▶ _Task to carry out_
Report back every line in the data that includes the string "selwin".

+ + + +

PR #181, opened 2017-02-07
Dropping support for Django < 1.8

fendyh:
This commit is to update the project dependencies and read file as it
no longer supports Django < 1.8

### DIFF
--- a/README.rst
+++ b/README.rst
@@ -41,11 +41,7 @@ Installation
         "post_office",
     )
 
-* Run ``syncdb`` for Django == 1.8::
-
-    python manage.py syncdb
-    
-* Run ``makemigrations`` and ``migrate`` for Django > 1.8::
+* Run ``makemigrations`` and ``migrate``::
 
     python manage.py makemigrations
     python manage.py migrate
--- a/README.rst
+++ b/README.rst
@@ -41,9 +41,8 @@ Installation
         "post_office",
     )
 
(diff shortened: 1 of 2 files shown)


README.rst
```diff
@@ -41,7 +41,7 @@ Installation
         "post_office",
     )
 
-* Run ``syncdb`` for Django <= 1.8::
+* Run ``syncdb`` for Django == 1.8::
```
yprez: Actually, I think `python manage.py migrate` exists and `syncdb` is deprecated in 1.7+,  so this can be removed...

fendyh: Yes, I agree with you, I just noticed this because I've been using Django 1.7 in all my projects and have not started a new one with Django 1.8 yet. Thanks for the correction @yprez , I will now commit a new one which removes ``syncdb``

README.rst
```diff
@@ -41,11 +41,7 @@ Installation
         "post_office",
     )
 
-* Run ``syncdb`` for Django <= 1.8::
-
-    python manage.py syncdb
-    
-* Run ``makemigrations`` and ``migrate`` for Django > 1.8::
+* Run ``makemigrations`` and ``migrate``::
```
selwin: `makemigrations` shouldn't be needed.

fendyh: done in new commit, removed `makemigrations` as it is unnecessary

selwin:
@fendyh can you also remove `south_migrations`?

+ + + +

▶ _Answer below_
selwin: `makemigrations` shouldn't be needed.
selwin:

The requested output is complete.